Anthropic — the AI company that made "safety-first" its founding identity — suffered two security lapses in five days. On March 26, a misconfigured database exposed details of an unreleased model the company described as posing "unprecedented cybersecurity risks." On March 31, a source map file shipped inside the Claude Code npm package, reconstructing 512,000 lines of TypeScript source for anyone who looked.

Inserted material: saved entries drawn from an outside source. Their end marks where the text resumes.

PR #2678, opened 2021-11-18
[SW-2634] Display Warnings Coming from ModelBuilders

krasinski:
I was trying to replicate the h2o python client behavior but I'm not sure if that's enough

### DIFF
--- a/ml/src/main/scala/ai/h2o/sparkling/ml/utils/EstimatorCommonUtils.scala
+++ b/ml/src/main/scala/ai/h2o/sparkling/ml/utils/EstimatorCommonUtils.scala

Neither incident exposed customer data. Both were called human error. But the timing lands in the same week as two major supply chain attacks across the Python and JavaScript ecosystems, an EU Parliament vote extending AI Act deadlines, and a ChatGPT vulnerability that allowed silent data exfiltration via DNS.
This edition unpacks what the Anthropic leaks actually revealed, why operational security matters more than safety whitepapers, and what European enterprises should demand from AI providers before putting them in regulated workloads.
TL;DR
Anthropic leaked unreleased model details (March 26) and Claude Code source code (March 31) in back-to-back incidents. No customer data exposed, but the reputational damage to the "safety-first" brand is significant.
The EU Parliament voted 569-45 to delay AI Act high-risk deadlines to December 2027. But Article 50 transparency obligations still apply August 2, 2026 — do not slow down.
LiteLLM and Axios were both backdoored this week — two supply chain attacks across Python and JavaScript in the same seven-day window. AI tooling is now a high-value target. Google attributed the Axios compromise to a North Korea-nexus threat actor.
ChatGPT had a vulnerability allowing silent data exfiltration via a hidden DNS channel. A single prompt could leak uploaded files through DNS queries while ChatGPT denied transmitting anything. OpenAI patched it, but the implications for enterprise AI usage policies are serious.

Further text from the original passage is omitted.